Search the records for the word "parameter" and copy every line in which it occurs.

== DATA PROVIDED ==

Issue #2915, opened 2020-07-03
[BUG] add ownCloud url to mobile -> version is lower than 10


cs35-owncloud:
Hello,

since the new android version (2.15), you cannot add the ownCloud URL to your app if the server has the parameter **'version.hide' => true,** in its config.php ...

All our servers are up to date:

```
# occ status
  - installed: true
  - first_install_version: 10.2.1.4
  - version: 10.4.1.3
  - versionstring: 10.4.1
  - edition: Community
```
Once I set the parameter to **'version.hide' => false,** it works again, I can add the URL of the ownCloud in android.

We tried on iOS or with the Desktop Client, none of them has a problem with hiding the version.hide ... why is it different ?

Could you fix this and revert to the previous behavior ? We shouldn't have to leak information for oC to work on android.
Thanks.

jesmrec:
If the parameter is true (version hidden), we must let the request go:

I checked which version `version.hide` exists from:

oC 9.1.8 (latests 9.x version) => `version.hide` not supported, string always visible.
oC 10.0.0 => `version.hide` supported

So, in case the version is hidden, we can assume it is an oC>=10, so requests will be allowed to go. This is the corner case to support.

Should we include in 2.15.1 @michaelstingl ?

abelgardep:
Thanks for the report. It will be included in 2.15.1

jesmrec:
Fixed. Ready to go in 2.15.1.

cs35-owncloud:
Hello,
thanks for your work :)

PR #2917, opened 2020-07-07
Support for version hide config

===

**EXERCISE ANSWER**:
since the new android version (2.15), you cannot add the ownCloud URL to your app if the server has the parameter **'version.hide' => true,** in its config.php ...
Once I set the parameter to **'version.hide' => false,** it works again, I can add the URL of the ownCloud in android.
If the parameter is true (version hidden), we must let the request go:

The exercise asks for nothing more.